# Eure Meinung! Neuer PC oder Aufrüsten?



## port29 (2. Februar 2008)

Hallo Leute,

schon seit einiger Zeit ist mir mein aktueller Desktop PC zu langsam. Aus diesem Grund möchte ich mir möglichst schnell da etwas schnelleres hinstellen. Bisher habe ich das immer so gemacht, dass mein Desktop Rechner zum Server wurde und den alten Server haben dann die Eltern bekommen. Mein Rechner sieht derzeit folgendermaßen aus:

Athlon64 3700+ Socket 939 
Asus A8N-SLI Deluxe MB
2GB DDR(1) Speicher
GF 7900GT (die Grafikkarte würde ich in den neuen Rechner mitnehmen)

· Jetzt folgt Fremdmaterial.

PR #180, opened 2021-10-22
RATEST-259: Format qaframework module for quality assurance

kdaud:
Ticket [ID](https://issues.openmrs.org/browse/RATEST-259)

Description -> Format qaframework module for quality assurance.

Background
When running any local build plan, cucumber-selenium auto-formats the code base resulting into undesirable format which needs to be overridden to ensue code sanity within the repo.

### DIFF
--- a/src/test/java/org/openmrs/contrib/qaframework/helper/TestBase.java
+++ b/src/test/java/org/openmrs/contrib/qaframework/helper/TestBase.java
@@ -156,8 +156,7 @@ public class TestBase implements SauceOnDemandSessionIdProvider {
 
 			capabilities.setCapability("name", testMethod);
 
-			capabilities.setCapability("commandTimeout",
-					MAX_SAUCELAB_COMMAND_TIMEOUT_IN_SECONDS);
+			capabilities.setCapability("commandTimeout", MAX_SAUCELAB_COMMAND_TIMEOUT_IN_SECONDS);
 
 			String buildNumber = System.getProperty("buildNumber");
 			if (!StringUtils.isBlank(buildNumber)) {
@@ -166,8 +165,7 @@ public class TestBase implements SauceOnDemandSessionIdProvider {
 
 			String saucelabsTunnel = System.getProperty("saucelabsTunnel");
 			if (!StringUtils.isBlank(saucelabsTunnel)) {
-				capabilities
-						.setCapability("tunnel-identifier", saucelabsTunnel);
+				capabilities.setCapability("tunnel-identifier", saucelabsTunnel);
 			}
 
 			String branch = System.getProperty("branch");
@@ -175,10 +173,8 @@ public class TestBase implements SauceOnDemandSessionIdProvider {
 				capabilities.setCapability("tags", branch);
 			}
 
-			if (TestProperties.DEFAULT_WEBDRIVER
-					.equals(properties.getBrowser())) {
-				capabilities.setCapability(
-						CapabilityType.UNEXPECTED_ALERT_BEHAVIOUR,
+			if (TestProperties.DEFAULT_WEBDRIVER.equals(properties.getBrowser())) {
+				capabilities.setCapability(CapabilityType.UNEXPECTED_ALERT_BEHAVIOUR,
 						UnexpectedAlertBehaviour.IGNORE);
 			}
 
@@ -187,14 +183,11 @@ public class TestBase implements SauceOnDemandSessionIdProvider {
 					+ sauceLabsAuthentication.getAccessKey() + "@"
 					+ sauceLabsHubUrl + "/wd/hub"), capabilities);
 
-			this.sessionId = (((RemoteWebDriver) driver).getSessionId())
-					.toString();
-			System.out.println("Running " + testMethod
-					+ " at https://saucelabs.com/tests/" + this.sessionId);
+			this.sessionId = (((RemoteWebDriver) driver).getSessionId()).toString();
+			System.out.println("Running " + testMethod + " at https://saucelabs.com/tests/" + this.sessionId);
 		} else {
 			System.out.println("Running locally...");
-			final TestProperties.WebDriverType webDriverType = properties
-					.getWebDriver();
+			final TestProperties.WebDriverType webDriverType = properties.getWebDriver();
 			switch (webDriverType) {
 				case chrome :
 					driver = setupChromeDriver();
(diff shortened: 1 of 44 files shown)


kdaud:
@sherrif10 any recommendation on the comment [above](https://github.com/openmrs/openmrs-contrib-qaframework/pull/180#issuecomment-953773735)?

kdaud:
@Irenyak1 @Ndacyayisenga-droid the commit here will solve the problem you are facing while running any local build plans on the tests you are working on. 

@sherrif10 have you had a look at my opinion [above](https://github.com/openmrs/openmrs-contrib-qaframework/pull/180#issuecomment-953773735)?

Irenyak1:
> @Irenyak1 @Ndacyayisenga-droid @mherman22 the commit here will solve the problem you are facing while running any local build plans on the tests you are working on.
> 
> @sherrif10 have you had a look at my opinion [above](https://github.com/openmrs/openmrs-contrib-qaframework/pull/180#issuecomment-953773735)?

@kdaud , That will be a great break through because the developer has had painful moment due to auto formatting of changes from upstream especially when a test is run locally.

mherman22:
> I think this format is most likely to be coming from cucumber-selenium plugin that formats things this way whenever a build plan is made ie (the code format in this PR was the one existing in the module before this [commit](https://github.com/openmrs/openmrs-contrib-qaframework/commit/14f8dc0893635e145eaa802fc923755fd3c4d8a7) was merged). Have not investigated on how this formatter can be overridden, otherwise have started observing some PRs where things are messed up during committing changed files.
> 
> I suggest we have this guy merged as investigation takes place on how the selenium-cucumber format can be overridden otherwise its quite hard inspecting over 64 files whose changes are brought about by any local build plan.

ooh that's great, thanks for pointing that out. i have tried numerous times t avoid the formatter but to no avail. i think it would be of great addition if formats done here as you suggested

sherrif10:
@kdaud  can we first resolve clinical visit workflow which is still breaking ?

kdaud:
> can we first resolve clinical visit workflow which is still breaking ?

I resolved the test breakage in this [commit](https://github.com/openmrs/openmrs-contrib-qaframework/commit/d36b24b8caaa7a8f6c5fd926a1e69794e83a135d) though the test its self has caught about a bug as per the talk post [here](https://talk.openmrs.org/t/automated-test-for-booking-an-appointment-catches-a-bug/34993)( this is one of the advantages of automated tests that the community is benefiting from).

According to @dkayiwa comment [here](https://talk.openmrs.org/t/build-failure-for-trunk-core2-15-plan/34872/102) the bug is caused as a result of switching platform 2.4.0 to 2.5.0.alpha3 and  currently being addressed by the platform team.

The temporary solution for now if we want the test to pass would be switch the automated tests to spin from demo.openmrs.org. @sherrif10 any suggestion? otherwise we need to relieve pain to the squad members facing issues being addressed in this PR!

kdaud:
@sherrif10 what's the way forward, are we switching both github actions and Bamboo to temporary spin from the demo server? But I think its better to leave Bamboo track that bug and only switch github actions to spin from the demo server! What your opinion?

dkayiwa:
@kdaud no need to switch because it was a very simple fix.

kdaud:
Thanks @dkayiwa for the follow up on the bug.

kdaud:
@sherrif10 waiting for your recommendation on this PR!

sherrif10:
@kdaud , Have you tried used this maven configuration 

> <dependency>
>   <groupId>com.google.googlejavaformat</groupId>
>   <artifactId>google-java-format</artifactId>
>   <version>1.12.0</version>
> </dependency>

sherrif10:
@dkayiwa  @ibacher  is there any configuration for formatting code by default. Have tried to use different format configurations however am not certain it works as expected.

kdaud:
> Have you tried used this maven configuration

Not really!

does it solve the issue?

sherrif10:
@kdaud  you could consume merge conflicts.

kdaud:
> @kdaud you could consume merge conflicts.

done the needful !!

kdaud:
@sherrif10 have you had a look again on this PR?

src/test/java/org/openmrs/contrib/qaframework/helper/TestBase.java
```diff
@@ -103,13 +103,19 @@ public void failed(Throwable t, Description test) {
...
-		String sauceLabsAccessKey = testProperties.getProperty("SAUCELABS_ACCESSKEY", null);
-		sauceLabsHubUrl = testProperties.getProperty("saucelabs.hub.url","ondemand.saucelabs.com:80");
-
-		if (!StringUtils.isBlank(sauceLabsUsername)&& !StringUtils.isBlank(sauceLabsAccessKey)) {
-			sauceLabsAuthentication = new SauceOnDemandAuthentication(sauceLabsUsername, sauceLabsAccessKey);
-			sauceLabsResultReportingTestWatcher = new SauceOnDemandTestWatcher(this, sauceLabsAuthentication);
+		String sauceLabsUsername = testProperties.getProperty(
+				"SAUCELABS_USERNAME", null);
+		String sauceLabsAccessKey = testProperties.getProperty(
+				"SAUCELABS_ACCESSKEY", null);
```
sherrif10, line 109: Yes @kdaud  as you can see this is not the best we can let go, because am still wondering if someone reviews this code and it looks like this, it would not show quality code. i don't know whether you understand me. Is it fine if we can try out another option of making our code look more cleaner than this, i believe we can find out another option of making our code look more proffessional.What is your suggestion.

kdaud: >Is it fine if we can try out another option of making our code look more cleaner than this, i believe we can find out another option of making our code look more proffessional

It may require some investigation on how this can be achieved of which am not have time for now.

>i don't know whether you understand me

yes i get point home.

Well, as of now the contributors are facing a challenge of the module being formatted on any local build plan and makes existing files tracked as changed files and have also realized some of them are not committing their changes as a result of the issue.

@sherrif10 if you have time, you can get the best solution to the issue otherwise I had thought this to be a temporarily solution to relieve the contributors pain as will get time in the near by future and investigate to find out the solution.

sherrif10: Thanks @kdaud  for understanding the point, we need clean code. Ok let me investigate hope to come up with something, Meanwhile lets have final discussion of writing automated test in new bdd approach from distro.

kdaud:
The solution here is sufficient enough to ensure code sanity and getting rid of the problem that has been occurring whenever a local build plan is made on the repo.

@sherrif10 most of the changes are ensuring code sanity but the most important one that has solved  the issue was to get rid of the java-formater plugin that was causing resulting into the undesirable code format whenever a local build plan is made on the repo.
```js
 <plugin>
                <groupId>com.googlecode.maven-java-formatter-plugin</groupId>
                <artifactId>maven-java-formatter-plugin</artifactId>
                <version>${formatter.version}</version>
                <executions>
                    <execution>
                        <goals>
                            <goal>format</goal>
                        </goals>
                    </execution>
                </executions>
            </plugin>
```

kdaud:
@sherrif10 have you had a look at the solution in this commit regarding code sanity?

sherrif10:
Is there any configuration you have done on your IDE

kdaud:
> Is there any configuration you have done on your IDE

no

The solution is referenced in the second paragraph of the above [comment](https://github.com/openmrs/openmrs-contrib-qaframework/pull/180#issuecomment-959924569)!

sherrif10 (approved):
LGTM . Am keeping an eye on this change immediately it gets into master.

kdaud:
@dkayiwa can do the needful concerning this commit!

So, nun zu den Möglichkeiten:

1) Ich warte noch ca. 14-20 Tage und kaufe mir folgendes:
Intel Q9450 - 320€
Irgendein MB mit X38 Chipsatz - 250€
2GB Kingston DDR3-1375 HyperX CL7 (7-7-7-20) RAM - 360€ (evtl. sogar 2x)
= 930€ bzw. 1290€

2) Ich werfe die CPU aus dem System raus und ersetze sie durch eine schnellere, etwa eine 939er X2 4400+ oder 4600+ (ca. 120-160€) und ca. 1-2 Monate später wird dann 1) gekauft. Bis dahin dürfte der RAM um die 150€ gefallen sein und der X48 Chipsatz ist vll. auch schon auf dem Markt.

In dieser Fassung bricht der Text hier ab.